◆ Work instructions
Search the data below for the word "Reference" and report how many lines contain it. Nothing but the number is needed.

◆ Extracted records
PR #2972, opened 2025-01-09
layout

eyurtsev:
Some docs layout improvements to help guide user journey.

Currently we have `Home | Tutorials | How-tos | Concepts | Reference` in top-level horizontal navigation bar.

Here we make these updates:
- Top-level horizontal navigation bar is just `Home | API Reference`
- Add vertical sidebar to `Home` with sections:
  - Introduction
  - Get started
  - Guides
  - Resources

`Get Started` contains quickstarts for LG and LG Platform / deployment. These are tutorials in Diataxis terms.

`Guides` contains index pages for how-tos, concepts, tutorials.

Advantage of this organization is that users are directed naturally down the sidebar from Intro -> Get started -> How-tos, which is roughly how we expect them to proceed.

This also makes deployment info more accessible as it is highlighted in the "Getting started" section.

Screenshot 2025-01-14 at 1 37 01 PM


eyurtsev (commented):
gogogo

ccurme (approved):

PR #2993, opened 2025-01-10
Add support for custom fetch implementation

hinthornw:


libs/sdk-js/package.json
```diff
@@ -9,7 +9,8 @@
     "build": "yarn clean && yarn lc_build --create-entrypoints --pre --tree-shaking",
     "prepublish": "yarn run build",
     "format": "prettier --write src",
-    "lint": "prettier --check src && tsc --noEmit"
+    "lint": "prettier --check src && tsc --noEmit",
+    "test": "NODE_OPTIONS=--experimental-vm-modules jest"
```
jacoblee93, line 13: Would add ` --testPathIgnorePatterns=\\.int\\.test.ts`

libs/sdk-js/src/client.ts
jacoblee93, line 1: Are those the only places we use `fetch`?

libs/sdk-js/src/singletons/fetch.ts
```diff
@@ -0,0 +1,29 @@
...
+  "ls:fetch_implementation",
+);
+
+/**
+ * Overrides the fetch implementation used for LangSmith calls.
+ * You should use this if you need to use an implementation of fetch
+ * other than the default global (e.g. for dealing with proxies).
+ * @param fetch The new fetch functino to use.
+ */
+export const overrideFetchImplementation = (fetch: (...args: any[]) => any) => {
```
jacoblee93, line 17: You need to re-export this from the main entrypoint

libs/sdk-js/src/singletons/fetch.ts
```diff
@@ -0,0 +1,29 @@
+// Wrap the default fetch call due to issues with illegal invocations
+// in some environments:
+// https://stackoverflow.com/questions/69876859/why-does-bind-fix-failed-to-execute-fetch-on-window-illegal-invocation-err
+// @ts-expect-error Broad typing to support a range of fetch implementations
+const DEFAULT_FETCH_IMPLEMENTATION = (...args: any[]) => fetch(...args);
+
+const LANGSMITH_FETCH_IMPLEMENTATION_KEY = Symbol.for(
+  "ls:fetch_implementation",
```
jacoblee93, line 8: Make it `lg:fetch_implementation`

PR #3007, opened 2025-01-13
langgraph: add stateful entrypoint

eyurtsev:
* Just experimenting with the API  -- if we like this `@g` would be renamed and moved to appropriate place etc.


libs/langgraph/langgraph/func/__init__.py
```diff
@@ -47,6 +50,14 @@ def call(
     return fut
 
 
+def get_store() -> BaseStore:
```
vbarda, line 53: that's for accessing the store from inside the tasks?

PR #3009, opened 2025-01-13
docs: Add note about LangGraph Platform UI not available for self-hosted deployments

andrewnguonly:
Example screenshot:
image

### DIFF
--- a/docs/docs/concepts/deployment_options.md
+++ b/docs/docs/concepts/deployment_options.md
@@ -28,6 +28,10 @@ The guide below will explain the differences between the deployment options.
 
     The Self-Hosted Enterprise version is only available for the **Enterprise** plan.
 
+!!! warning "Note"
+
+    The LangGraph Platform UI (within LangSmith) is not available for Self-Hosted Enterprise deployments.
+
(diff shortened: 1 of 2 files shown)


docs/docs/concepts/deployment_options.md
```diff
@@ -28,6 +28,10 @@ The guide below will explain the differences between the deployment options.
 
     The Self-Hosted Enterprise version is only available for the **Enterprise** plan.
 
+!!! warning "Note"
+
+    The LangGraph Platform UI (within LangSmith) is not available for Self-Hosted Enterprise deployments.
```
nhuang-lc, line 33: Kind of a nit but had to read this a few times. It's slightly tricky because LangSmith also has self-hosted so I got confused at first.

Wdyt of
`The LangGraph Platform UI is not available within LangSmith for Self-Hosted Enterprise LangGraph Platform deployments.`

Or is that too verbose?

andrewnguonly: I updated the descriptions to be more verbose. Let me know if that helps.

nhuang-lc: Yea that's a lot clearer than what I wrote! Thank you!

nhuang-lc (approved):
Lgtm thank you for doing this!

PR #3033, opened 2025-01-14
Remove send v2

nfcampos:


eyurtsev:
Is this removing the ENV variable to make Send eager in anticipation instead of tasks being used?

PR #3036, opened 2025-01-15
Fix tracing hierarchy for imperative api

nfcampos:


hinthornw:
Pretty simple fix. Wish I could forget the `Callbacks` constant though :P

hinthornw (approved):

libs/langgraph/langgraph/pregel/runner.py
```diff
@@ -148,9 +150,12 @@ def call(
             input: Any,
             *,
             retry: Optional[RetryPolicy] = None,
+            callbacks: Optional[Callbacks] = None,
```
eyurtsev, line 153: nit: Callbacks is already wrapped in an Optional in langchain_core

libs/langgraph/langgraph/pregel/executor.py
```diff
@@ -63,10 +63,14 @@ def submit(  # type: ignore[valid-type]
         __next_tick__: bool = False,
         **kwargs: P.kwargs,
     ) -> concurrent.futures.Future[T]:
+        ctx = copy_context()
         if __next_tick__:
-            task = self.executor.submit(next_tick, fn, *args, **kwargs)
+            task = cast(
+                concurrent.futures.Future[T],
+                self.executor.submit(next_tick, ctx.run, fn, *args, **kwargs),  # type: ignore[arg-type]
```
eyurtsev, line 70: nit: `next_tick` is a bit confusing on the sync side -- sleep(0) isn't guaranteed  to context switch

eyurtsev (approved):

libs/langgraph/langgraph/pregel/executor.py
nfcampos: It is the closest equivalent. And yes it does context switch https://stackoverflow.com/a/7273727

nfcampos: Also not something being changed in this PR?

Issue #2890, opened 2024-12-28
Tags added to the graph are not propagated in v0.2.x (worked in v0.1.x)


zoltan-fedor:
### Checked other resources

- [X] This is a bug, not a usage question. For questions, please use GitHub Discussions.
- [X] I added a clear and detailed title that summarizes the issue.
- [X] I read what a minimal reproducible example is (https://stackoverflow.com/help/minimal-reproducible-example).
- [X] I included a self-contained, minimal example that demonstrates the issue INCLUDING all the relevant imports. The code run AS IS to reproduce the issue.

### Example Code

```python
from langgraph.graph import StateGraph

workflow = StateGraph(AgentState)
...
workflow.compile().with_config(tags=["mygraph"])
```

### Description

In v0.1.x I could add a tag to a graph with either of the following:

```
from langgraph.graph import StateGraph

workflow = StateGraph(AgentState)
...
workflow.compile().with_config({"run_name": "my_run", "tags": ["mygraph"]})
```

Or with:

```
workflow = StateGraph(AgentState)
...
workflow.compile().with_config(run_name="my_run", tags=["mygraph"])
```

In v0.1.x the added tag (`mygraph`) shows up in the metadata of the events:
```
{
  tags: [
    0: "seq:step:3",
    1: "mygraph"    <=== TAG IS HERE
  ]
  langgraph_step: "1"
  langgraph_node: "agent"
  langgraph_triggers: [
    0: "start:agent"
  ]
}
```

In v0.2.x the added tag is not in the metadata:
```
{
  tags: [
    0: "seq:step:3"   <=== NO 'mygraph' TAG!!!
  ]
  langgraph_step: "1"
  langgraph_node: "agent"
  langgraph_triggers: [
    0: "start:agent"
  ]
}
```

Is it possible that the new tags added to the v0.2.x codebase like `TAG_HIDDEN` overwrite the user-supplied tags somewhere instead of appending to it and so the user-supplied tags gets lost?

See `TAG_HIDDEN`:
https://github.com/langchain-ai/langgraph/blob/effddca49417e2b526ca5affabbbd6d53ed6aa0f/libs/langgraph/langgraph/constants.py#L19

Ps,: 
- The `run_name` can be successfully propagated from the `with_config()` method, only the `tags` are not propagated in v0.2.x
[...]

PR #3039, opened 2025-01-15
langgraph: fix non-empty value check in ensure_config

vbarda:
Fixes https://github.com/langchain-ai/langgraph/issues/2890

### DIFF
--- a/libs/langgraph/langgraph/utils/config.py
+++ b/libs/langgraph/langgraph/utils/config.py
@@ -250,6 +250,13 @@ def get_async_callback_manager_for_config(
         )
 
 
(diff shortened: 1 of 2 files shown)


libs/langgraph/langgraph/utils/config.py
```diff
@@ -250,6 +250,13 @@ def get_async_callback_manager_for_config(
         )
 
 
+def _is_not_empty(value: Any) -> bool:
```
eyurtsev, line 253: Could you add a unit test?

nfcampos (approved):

◆ Solution
2